Scientific classification
- Kingdom: Animalia
- Phylum: Chordata
- Class: Aves
- Order: Passeriformes
- Family: Corvidae
- Genus: Dendrocitta
- Species: D. frontalis
- Binomial name: Dendrocitta frontalis Horsfield, 1840

= Collared treepie =

- Genus: Dendrocitta
- Species: frontalis
- Authority: Horsfield, 1840
- Conservation status: LC

Species of bird

The collared treepie (Dendrocitta frontalis), also known as black-faced treepie or black-browed treepie, is an Asian treepie, a small perching bird of the crow family, Corvidae.

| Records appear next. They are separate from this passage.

Issue #17001, opened 2026-06-23
☂️ e2e v3 rework — Kuma 3.0 readiness (all environments)


Automaat:
## Motivation

Kuma 3.0 removes a batch of resources, Mesh fields, Dataplane fields, and control-plane
settings. The e2e suites (universal, kubernetes, multizone, under `test/e2e_env/*`) still
exercise many of them. Some are the subject of a test, existing only to cover a removed
resource; others are incidental scaffolding. Either way they have to change before the suites
can run on 3.0.

This umbrella tracks that rework across all three environments.

## Environments audited

Each suite ran with a `kuma3-preflight` capture hook, an opt-in `AfterEach` that audits the
live CP after every spec, and the results were classified:

| Env | Specs passed | Snapshots | Capture target |
|---|---|---|---|
| universal | 250/252 | 251 | the CP |
| kubernetes | 158/163 | 163 | port-forwarded CP |
| multizone | 295/297 | 297 | the **global** CP (per-zone config fanned out via `/zones+insights`) |

The handful of failures were all local-env flakes (ipv6, KIC DNS, Spire, cross-mesh mTLS,
Eviction), not product issues.

## What the data shows

A shared backbone shows up identically across all three envs, and it's the bulk of the work:
inline mTLS on Mesh → MeshIdentity+MeshTrust (universal 16 / k8s 18 / multizone 41 meshes),
MeshTrafficPermission `from`, builtin gateway, `reachableServices`, MeshHealthCheck
`healthyPanicThreshold`, Mesh `passthrough`/`routing.zoneEgress`, and CP config
(deltaXds/inboundTags/KDS-watchdog/`meshServices.mode`).

On top of that sit the env-specific deltas (see WS6/WS7 and the per-env reports):

- **kubernetes**: `unifiedResourceNamingEnabled` off (injector, doesn't exist on universal),
  `MeshGatewayRoute`, pod-annotation Dataplane metrics, `MeshPassthrough/MeshProxyPatch/
  MeshMetric` deprecated fields, `defaultForbidMeshExternalServiceAccess`.
- **multizone**: per-zone CP config (the global only fans values out, so each zone CP must be
  flipped), `localityAwareLoadBalancing` on Mesh, non-RFC-1035 KDS-synced MeshService names.

PR #17011, opened 2026-06-23
test(e2e): weekly v3-readiness preflight capture

Automaat:
## Motivation

Kuma 3.0 removes many resources, Mesh/Dataplane fields and CP settings the e2e suites
still exercise. We want a weekly that shows, per environment, which tests still use
removed features and how that burns down over time — without adding any load to PR /
regular e2e CI.

> Changelog: skip

## Implementation information

- `test/framework/preflight.go` — opt-in `CapturePreflightCluster` (env-gated by
  `KUMA3_PREFLIGHT_BIN` / `KUMA3_PREFLIGHT_DIR`), wired as a top-level `AfterEach` in the
  three suite bootstraps. **No-op on PR / regular runs**; multizone captures the global
  CP. Each capture runs under a hard `context` timeout, and snapshot filenames carry the
  Ginkgo parallel-process index so concurrent processes never collide.
- `.github/workflows/e2e-v3-readiness.yml` — reusable (`workflow_call`) + weekly
  (`schedule`). Reuses the repo's `run-e2e` action to build images and run
  `make test/e2e-<env>` with capture, then classifies the snapshots into a job-summary +
  artifact report (and **fails if nothing was captured**, so a broken weekly goes red).
- The kuma3-preflight tool is **not vendored**: the jobs download a checksum-verified
  **GoReleaser** release binary from `Kong/kong-mesh-v3-readiness`. The pinned
  `tool_version` is kept current by a **Renovate** custom manager (`renovate.json`).
- kong-mesh reuses this workflow via `uses:` (it `include`s `mk/e2e.new.mk`, so the same
  `make test/e2e-<env>` targets exist there).

Collection is **weekly-only**: the existing `run-e2e` action and `_test.yaml` are
untouched, and the hook is inert unless the weekly sets the two env vars.

Draft until: `Kong/kong-mesh-v3-readiness` publishes a `v0.1.0` release the download
targets (and its releases are reachable from CI), plus a first green weekly on a
large/self-hosted runner.

## Supporting documentation

Drives the e2e v3 rework umbrella kumahq/kuma#17001.

### DIFF
--- a/.github/workflows/e2e-v3-readiness.yml
+++ b/.github/workflows/e2e-v3-readiness.yml
@@ -1,0 +1,135 @@
+# Weekly "Kuma 3.0 e2e readiness" report (also runnable on demand).
+#
+# Runs the e2e suites with the kuma3-preflight capture hook (an opt-in AfterEach that
+# audits the live CP after every spec — a no-op unless KUMA3_PREFLIGHT_BIN +
+# KUMA3_PREFLIGHT_DIR are set), then classifies the snapshots into a "what still uses
+# Kuma-3.0-removed features" report shown in the run's job summary.
+#
+# kuma3-preflight is downloaded (checksum-verified) from the public GoReleaser release
+# in github.com/Kong/kong-mesh-v3-readiness — not vendored.
+#
+# kong-mesh consumes this by COPY, not call: its tools/dev/sync_ci.sh syncs it to
+# `kuma-e2e-v3-readiness.yaml`, patching in a kuma checkout (its e2e make includes
+# $(KUMA_DIR)/mk/...) and Kong runners. Keep `runs-on: ubuntu-latest` literal so the
+# sync's use_custom_runners can swap it.
+
+name: E2E v3 readiness
+
+on:
+  schedule:
+    - cron: "0 1 * * 1" # weekly, Monday 01:00 UTC
+  workflow_dispatch: {} # on-demand
+
+permissions:
+  contents: read
+
+env:
+  # kuma3-preflight release to download; kept current by Renovate (see renovate.json).
+  # renovate[github-releases]: depName=Kong/kong-mesh-v3-readiness
+  TOOL_VERSION: v0.1.0
+
+jobs:
+  audit:
+    strategy:
+      fail-fast: false
+      matrix:
+        env: [universal, kubernetes, multizone]
+    runs-on: ubuntu-latest
+    steps:
+      - uses: actions/checkout@df4cb1c069e1874edd31b4311f1884172cec0e10 # v6.0.3
+
+      - name: Download kuma3-preflight (checksum-verified)
+        run: |
+          set -euo pipefail
+          base="https://github.com/Kong/kong-mesh-v3-readiness/releases/download/${TOOL_VERSION}"
+          asset="kuma3-preflight_linux_amd64.tar.gz"
+          mkdir -p "${RUNNER_TEMP}/bin"
+          curl -fsSL "${base}/${asset}" -o "${RUNNER_TEMP}/${asset}"
+          curl -fsSL "${base}/checksums.txt" -o "${RUNNER_TEMP}/checksums.txt"
+          ( cd "${RUNNER_TEMP}" && grep " ${asset}\$" checksums.txt | sha256sum -c - )
+          tar -xzf "${RUNNER_TEMP}/${asset}" -C "${RUNNER_TEMP}/bin" kuma3-preflight
+          {
+            echo "KUMA3_PREFLIGHT_BIN=${RUNNER_TEMP}/bin/kuma3-preflight"
+            echo "KUMA3_PREFLIGHT_DIR=${RUNNER_TEMP}/preflight-${{ matrix.env }}"
+          } >> "$GITHUB_ENV"
+
+      # Reuse the repo's own e2e action so the CP/image build matches normal CI exactly.
+      # It inherits KUMA3_PREFLIGHT_BIN/DIR from $GITHUB_ENV, so the hook captures per spec.
+      - name: Run e2e (${{ matrix.env }}) with capture
+        uses: ./.github/actions/run-e2e
+        with:
+          target: ${{ matrix.env }}
+          k8s_version: kind
+          cni_network_plugin: flannel
+          arch: amd64
+          parallel_runner_id: "0"
+
+      - name: Upload snapshots
+        if: always()
+        uses: actions/upload-artifact@043fb46d1a93c77aae656e7c1c64a875d1fc6a0a # v7.0.1
+        with:
+          name: preflight-${{ matrix.env }}
+          path: ${{ runner.temp }}/preflight-${{ matrix.env }}/*.json
+          if-no-files-found: warn
+          retention-days: 30
+
+  report:
+    needs: audit
+    if: always()
+    runs-on: ubuntu-latest
+    steps:
+      - uses: actions/checkout@df4cb1c069e1874edd31b4311f1884172cec0e10 # v6.0.3
+
+      - name: Download kuma3-preflight (checksum-verified)
+        run: |
+          set -euo pipefail
+          base="https://github.com/Kong/kong-mesh-v3-readiness/releases/download/${TOOL_VERSION}"
+          asset="kuma3-preflight_linux_amd64.tar.gz"
+          mkdir -p "${RUNNER_TEMP}/bin"
+          curl -fsSL "${base}/${asset}" -o "${RUNNER_TEMP}/${asset}"
+          curl -fsSL "${base}/checksums.txt" -o "${RUNNER_TEMP}/checksums.txt"
+          ( cd "${RUNNER_TEMP}" && grep " ${asset}\$" checksums.txt | sha256sum -c - )
+          tar -xzf "${RUNNER_TEMP}/${asset}" -C "${RUNNER_TEMP}/bin" kuma3-preflight
+
+      - uses: actions/download-artifact@3e5f45b2cfb9172054b4087a40e8e0b5a5461e7c # v8.0.1
+        with:
+          pattern: preflight-*
+          path: ${{ runner.temp }}/snapshots
+
+      - name: Classify + write report to the job summary
+        run: |
+          set -euo pipefail
+          bin="${RUNNER_TEMP}/bin/kuma3-preflight"
+          mkdir -p report
+          echo "# Kuma 3.0 e2e readiness — $(date -u +%Y-%m-%d)" >> "$GITHUB_STEP_SUMMARY"
+          echo >> "$GITHUB_STEP_SUMMARY"
+          captured=0
+          for env in universal kubernetes multizone; do
+            dir="${RUNNER_TEMP}/snapshots/preflight-${env}"
+            src="test/e2e_env/${env}"
+            if [ ! -d "$dir" ] || [ -z "$(ls -A "$dir" 2>/dev/null)" ] || [ ! -d "$src" ]; then
+              echo "- _${env}: no snapshots, skipped_" >> "$GITHUB_STEP_SUMMARY"
+              continue
+            fi
+            # One env's classify failure (e.g. a corrupt snapshot) must not sink the report.
+            if ! "$bin" --classify --source-dir "$src" --reports-dir "$dir" --format markdown --output "report/${env}.md"; then
+              echo "::warning::classify failed for ${env}"
+              continue
+            fi
+            captured=$((captured + 1))
+            "$bin" --classify --source-dir "$src" --reports-dir "$dir" --format json --output "report/${env}.json" || true
+            "$bin" --classify --source-dir "$src" --reports-dir "$dir" --format html --output "report/${env}.html" || true
+            { cat "report/${env}.md"; echo; } >> "$GITHUB_STEP_SUMMARY"
+          done
+          if [ "$captured" -eq 0 ]; then
+            echo "::error::no snapshots captured for any env (CP never came up, or the tool was not downloaded)"
+            exit 1
+          fi
+
+      - name: Upload report
+        if: always()
+        uses: actions/upload-artifact@043fb46d1a93c77aae656e7c1c64a875d1fc6a0a # v7.0.1
+        with:
+          name: v3-readiness-report
+          path: report
+          retention-days: 90
--- a/.github/workflows/e2e-v3-readiness.yml
+++ b/.github/workflows/e2e-v3-readiness.yml
@@ -7,11 +7,6 @@
 #
 # kuma3-preflight is downloaded (checksum-verified) from the public GoReleaser release
 # in github.com/Kong/kong-mesh-v3-readiness — not vendored.
-#
-# kong-mesh consumes this by COPY, not call: its tools/dev/sync_ci.sh syncs it to
-# `kuma-e2e-v3-readiness.yaml`, patching in a kuma checkout (its e2e make includes
-# $(KUMA_DIR)/mk/...) and Kong runners. Keep `runs-on: ubuntu-latest` literal so the
-# sync's use_custom_runners can swap it.
 
 name: E2E v3 readiness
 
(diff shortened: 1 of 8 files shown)


test/framework/preflight.go
```diff
@@ -0,0 +1,100 @@
...
+	if bin == "" || dir == "" {
+		return
+	}
+	if err := os.MkdirAll(dir, 0o755); err != nil {
+		ginkgo.GinkgoWriter.Printf("preflight: mkdir %s: %v\n", dir, err)
+		return
+	}
+	seq := preflightSeq.Add(1)
+	out := filepath.Join(dir, fmt.Sprintf("%04d-%s.json", seq, preflightSlug(specName)))
+	cmd := exec.Command(bin, "--address", addr, "--format", "json", "--output", out, "--timeout", "30s")
```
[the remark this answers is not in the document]
Automaat: Fixed: the snapshot filename now includes `ginkgo.GinkgoParallelProcess()` — `p%02d-%05d-<slug>.json` — so parallel processes sharing one KUMA3_PREFLIGHT_DIR can't clobber each other.

tools/kuma3-preflight/main.go
```diff
@@ -0,0 +1,231 @@
...
+		return reportModel{}, err
+	}
+	var m reportModel
+	if err := json.Unmarshal(data, &m); err != nil {
+		return reportModel{}, fmt.Errorf("parsing JSON report: %w", err)
+	}
+	if m.Schema == "" {
+		return reportModel{}, fmt.Errorf("does not look like a %s JSON report (missing schema)", toolName)
+	}
+	return m, nil
```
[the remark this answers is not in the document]
Automaat: No longer applicable here: the tool is no longer vendored in this PR — `kuma3-preflight` is consumed as a published GoReleaser binary from Kong/kong-mesh-v3-readiness. `loadModel` was hardened there to require the `kuma3-preflight/` report-schema prefix (rejecting foreign/classification JSON).

test/e2e_env/universal/universal_suite_test.go
```diff
@@ -53,6 +53,12 @@ var (
 	_ = E2ESynchronizedBeforeSuite(universal.SetupAndGetState, universal.RestoreState)
 	_ = SynchronizedAfterSuite(func() {}, universal.SynchronizedAfterSuite)
 	_ = ReportAfterSuite("universal after suite", universal.AfterSuite)
+	// Opt-in (KUMA3_PREFLIGHT_BIN + KUMA3_PREFLIGHT_DIR): snapshot the shared CP after
+	// each spec so kuma3-preflight can classify which tests use Kuma-3.0-removed
+	// features. No-op otherwise. The suite runs --procs 1, so snapshots are serial.
```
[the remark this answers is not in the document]
Automaat: Fixed: the misleading "--procs 1" note was replaced. Capture relies on the parallel-process index in the snapshot filename for uniqueness, not on serial execution.

test/framework/preflight.go
```diff
@@ -0,0 +1,112 @@
...
+// safeAPIServerAddress returns the cluster's CP API address. It recovers from a panic
+// (a K8s CP whose port-forward is not established panics in GetAPIServerAddress) and
+// returns "" so capture stays best-effort and never fails a test.
+func safeAPIServerAddress(c Cluster) string {
+	defer func() { _ = recover() }()
+	if c == nil {
+		return ""
+	}
+	return c.GetKuma().GetAPIServerAddress()
+}
```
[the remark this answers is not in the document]
Automaat: Fixed: safeAPIServerAddress now logs the recovered value via ginkgo.GinkgoWriter before returning "" (still best-effort, never fails the spec).

.github/workflows/e2e-v3-readiness.yml
```diff
@@ -0,0 +1,135 @@
...
+# kong-mesh consumes this by COPY, not call: its tools/dev/sync_ci.sh syncs it to
+# `kuma-e2e-v3-readiness.yaml`, patching in a kuma checkout (its e2e make includes
+# $(KUMA_DIR)/mk/...) and Kong runners. Keep `runs-on: ubuntu-latest` literal so the
+# sync's use_custom_runners can swap it.
+
+name: E2E v3 readiness
+
+on:
+  schedule:
+    - cron: "0 1 * * 1" # weekly, Monday 01:00 UTC
```
slonka, line 15: nitpick: this is weekly but PR body says nightly

.github/workflows/e2e-v3-readiness.yml
```diff
@@ -0,0 +1,135 @@
...
+      # Reuse the repo's own e2e action so the CP/image build matches normal CI exactly.
+      # It inherits KUMA3_PREFLIGHT_BIN/DIR from $GITHUB_ENV, so the hook captures per spec.
+      - name: Run e2e (${{ matrix.env }}) with capture
+        uses: ./.github/actions/run-e2e
+        with:
+          target: ${{ matrix.env }}
+          k8s_version: kind
+          cni_network_plugin: flannel
+          arch: amd64
+          parallel_runner_id: "0"
```
slonka, line 58: `parallel_runner_id: "0"` hardcodes single-process Ginkgo runs and we have 

```
name := fmt.Sprintf("p%02d-%05d-%s.json", ginkgo.GinkgoParallelProcess(), seq, preflightSlug(specName))
```

is the intent to be gradually run this as multi process?

test/framework/preflight.go
```diff
@@ -0,0 +1,118 @@
...
+		ginkgo.GinkgoWriter.Printf("preflight: mkdir %s: %v\n", dir, err)
+		return
+	}
+	seq := preflightSeq.Add(1)
+	name := fmt.Sprintf("p%02d-%05d-%s.json", ginkgo.GinkgoParallelProcess(), seq, preflightSlug(specName))
+	out := filepath.Join(dir, name)
+
+	ctx, cancel := context.WithTimeout(context.Background(), captureTimeout)
+	defer cancel()
+	cmd := exec.CommandContext(ctx, bin, "--address", addr, "--format", "json", "--output", out, "--timeout", "45s")
```
slonka: Both timeouts (`captureTimeout = 60s` and `--timeout 45s`) are constants. Consider making at least the tool `--timeout` overridable from an env var (e.g. `KUMA3_PREFLIGHT_TIMEOUT`, default 45s) so the nightly can be tuned without a code change.

test/framework/preflight.go
```diff
@@ -0,0 +1,118 @@
...
+		return
+	}
+	var ee *exec.ExitError
+	if errors.As(err, &ee) {
+		switch ee.ExitCode() {
+		case 1, 3: // blockers / inconclusive: expected, snapshot still written
+			return
+		}
+	}
+	ginkgo.GinkgoWriter.Printf("preflight: capture failed for %q: %v\n%s\n", specName, err, combined)
```
slonka, line 134: Capture problems are written to `GinkgoWriter` only. With `if-no-files-found: warn` on the artifact upload, a totally-broken capture (exit 2, exec failure, timeout) shows up as `::error::no snapshots captured` in the `report` job but the *reason* lives buried in the matrix job's spec logs. Worth piping the failure summary to `$GITHUB_STEP_SUMMARY` (when set) or printing a `::warning::preflight capture failed: ...` line so the nightly's failure mode is one click away.

.github/workflows/e2e-v3-readiness.yml
```diff
@@ -0,0 +1,135 @@
...
+# KUMA3_PREFLIGHT_DIR are set), then classifies the snapshots into a "what still uses
+# Kuma-3.0-removed features" report shown in the run's job summary.
+#
+# kuma3-preflight is downloaded (checksum-verified) from the public GoReleaser release
+# in github.com/Kong/kong-mesh-v3-readiness — not vendored.
+#
+# kong-mesh consumes this by COPY, not call: its tools/dev/sync_ci.sh syncs it to
+# `kuma-e2e-v3-readiness.yaml`, patching in a kuma checkout (its e2e make includes
+# $(KUMA_DIR)/mk/...) and Kong runners. Keep `runs-on: ubuntu-latest` literal so the
+# sync's use_custom_runners can swap it.
```
slonka: nitpick: seems like internal agent dialogue, all workflows are synced using `sync_ci.sh` so this is no different

.github/workflows/e2e-v3-readiness.yml
```diff
@@ -0,0 +1,135 @@
...
+  schedule:
+    - cron: "0 1 * * 1" # weekly, Monday 01:00 UTC
+  workflow_dispatch: {} # on-demand
+
+permissions:
+  contents: read
+
+env:
+  # kuma3-preflight release to download; kept current by Renovate (see renovate.json).
+  # renovate[github-releases]: depName=Kong/kong-mesh-v3-readiness
```
slonka: why don't we use 

```suggestion
  # renovate: datasource=github-releases depName=Kong/kong-mesh-v3-readiness versioning=semver
```

(like for ci-tools/release-tool)

also why does it need to be in km?

.github/workflows/e2e-v3-readiness.yml
```diff
@@ -0,0 +1,135 @@
...
+          retention-days: 30
+
+  report:
+    needs: audit
+    if: always()
+    runs-on: ubuntu-latest
+    steps:
+      - uses: actions/checkout@df4cb1c069e1874edd31b4311f1884172cec0e10 # v6.0.3
+
+      - name: Download kuma3-preflight (checksum-verified)
```
slonka, line 76: nitpick: Download kuma3-preflight could be a composite action so it's DRY

test/e2e_env/multizone/multizone_suite_test.go
```diff
@@ -47,6 +47,11 @@ var (
 	_ = E2ESynchronizedBeforeSuite(multizone.SetupAndGetState, multizone.RestoreState)
 	_ = SynchronizedAfterSuite(func() {}, multizone.SynchronizedAfterSuite)
 	_ = ReportAfterSuite("multizone after suite", multizone.AfterSuite)
+	// Opt-in (KUMA3_PREFLIGHT_BIN + KUMA3_PREFLIGHT_DIR): snapshot the GLOBAL CP after each
+	// spec — one audit of the global covers every zone (resources sync over KDS). No-op otherwise.
```
slonka, line 51: Do we have resources not synced from zone to global that could be missed by this mechanism?

test/framework/preflight.go
```diff
@@ -0,0 +1,118 @@
...
+const captureTimeout = 60 * time.Second
+
+var preflightSeq atomic.Int64
+
+var preflightSlugRe = regexp.MustCompile(`[^a-zA-Z0-9]+`)
+
+// PreflightCaptureEnabled reports whether snapshot capture is configured. Callers
+// guard on it before resolving the CP address so a normal run does no extra work.
+func PreflightCaptureEnabled() bool {
+	return os.Getenv("KUMA3_PREFLIGHT_BIN") != "" && os.Getenv("KUMA3_PREFLIGHT_DIR") != ""
```
slonka: why are we using raw env vars when we have https://github.com/slonka/kuma/blob/cf3e7dba7a17d7d629d8332902d5e14c67bcae70/test/framework/config.go#L21 ?

test/framework/preflight.go
```diff
@@ -0,0 +1,118 @@
...
+	if c == nil {
+		return ""
+	}
+	return c.GetKuma().GetAPIServerAddress()
+}
+
+func preflightSlug(s string) string {
+	s = strings.ToLower(strings.Trim(preflightSlugRe.ReplaceAllString(s, "-"), "-"))
+	if len(s) > 80 {
+		s = s[:80]
```
slonka: `preflightSlug` truncates at 80 chars, but `CurrentSpecReport().FullText()` includes the parent `Describe`/`Context` so long spec names collide on the slug - e.g. `MeshTrafficPermission API should allow the traffic with meshtrafficpermission based on MeshService (http)` and the `(tcp)` variant both slug to the same 80-char prefix.

Files stay unique thanks to the `p%02d-%05d-` counter prefix, so this isn't a correctness bug, but the slug stops being a useful human identifier.

.github/workflows/e2e-v3-readiness.yml
Automaat: **Applied** — reworded the PR body nightly→weekly to match the Monday cron (22d980aaa0). Implementation was always weekly; only the description had drifted.

test/framework/preflight.go
Automaat: **Applied** — the tool `--timeout` is now `KUMA3_PREFLIGHT_TIMEOUT` (an `E2eConfig` field, default 45s), and the hard context bound is derived as timeout+15s so it still outlives the tool's own stop (22d980aaa0).

test/framework/preflight.go
Automaat: **Applied** — capture failures now also print `::warning::preflight capture failed: …` to stdout. GinkgoWriter is only flushed on spec failure, so this surfaces the reason as a GH annotation instead of burying it in passing-spec logs (22d980aaa0).

.github/workflows/e2e-v3-readiness.yml
Automaat: **Applied** — dropped the downstream-sync paragraph from the header. It's synced like every other workflow via `sync_ci.sh`, so the note added nothing (22d980aaa0).

.github/workflows/e2e-v3-readiness.yml
Automaat: **Applied** — extracted the checksum-verified download into `.github/actions/download-kuma3-preflight` (outputs the bin path); both the audit and report jobs now use it (22d980aaa0).

test/framework/preflight.go
Automaat: **Applied** — BIN/DIR (plus the new TIMEOUT) are now `E2eConfig` fields with `envconfig` tags, read via `Config.*` instead of raw `os.Getenv` (22d980aaa0).

test/framework/preflight.go
Automaat: **Applied** — `preflightSlug` now keeps both ends when over the limit (raised to 100): the head names the feature area, the tail preserves the discriminator (e.g. `-http`/`-tcp`), so sibling specs no longer collapse to one slug. Filenames were already unique via the counter prefix; this just restores the slug as a human identifier (22d980aaa0).

.github/workflows/e2e-v3-readiness.yml
Automaat: **Applied** — switched to the standard `# renovate: datasource=github-releases depName=Kong/kong-mesh-v3-readiness versioning=semver` and removed the bespoke custom manager from `renovate.json`. The shared `Kong/public-shared-renovate` preset already parses that inline form (same as `ci-tools/release-tool` in release.yaml), so the custom manager was redundant (22d980aaa0).

On "why km": the binary ships from `Kong/kong-mesh-v3-readiness` because the 3.0-removed-feature catalog it classifies against lives there with the downstream readiness work; kuma only downloads the published artifact rather than duplicating that catalog here. Open to relocating it if you'd prefer a different home — leaving that part for your call.

.github/workflows/e2e-v3-readiness.yml
Automaat: **Skipped (no change needed)** — it isn't the Ginkgo process count. `parallel_runner_id` only feeds `GINKGO_E2E_LABEL_FILTERS=job-N`, and `run-e2e` applies that filter *only when `target` is empty* (the legacy `test/e2e/` job-sharded suites). Here `target` is set (universal/kubernetes/multizone), so the filter is skipped and the whole env suite runs — `"0"` just suffixes the debug/report artifact names. In-process parallelism comes from GINKGO_OPTS, and the env targets pin `--procs 1` (mk/e2e.new.mk); the `GinkgoParallelProcess()` filename prefix is defensive so capture stays collision-free if that ever changes. No multi-process rollout is gated on this value, so leaving it as-is.

test/e2e_env/multizone/multizone_suite_test.go
Automaat: Good question. Global-only capture covers everything KDS syncs — policies global→zone, and Dataplanes/insights/ZoneIngress/ZoneEgress zone→global — but it does **not** see (a) per-zone-CP config/settings (not synced) or (b) any resource applied directly to a zone CP that never syncs upward. These multizone specs drive config through the global CP, so in practice the only gap is zone-CP settings. Leaving it global-only for now since snapshotting every zone multiplies captures; I can add per-zone capture if you think the zone-CP-settings gap is worth closing. Leaving the thread open for your call.

slonka (approved):

test/framework/preflight.go
slonka: isn't piping the failure summary better? so we don't introduce GH logs constructs into the project?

This bird is slightly smaller than a blue jay and has the typical compact body and long tail of this group. The forehead, face and bib are black with the chest, neck and shoulders a light silvery or bluish-grey in color. The back is a warm chestnut brown with similar underparts. The wing coverts are white with the primaries and tail black.

It inhabits a broad band (though often very localized) from the north eastern Indian Himalayas, Bangladesh, Nepal and across into Burma (Myanmar) in hill forests often at quite high elevations.

It feeds mainly on invertebrates of various types, and hawks for termites in flight; it also eats fruits and berries. It probably takes similar overall food types as the other treepies.

The nest is a small, neat structure often placed in bamboo clumps, small trees or bushes at the edge of a clearing. There are usually 3-5 eggs laid.

The voice is described as varied but contains metallic notes as well as the chatter alarm call sounding similar to the other species.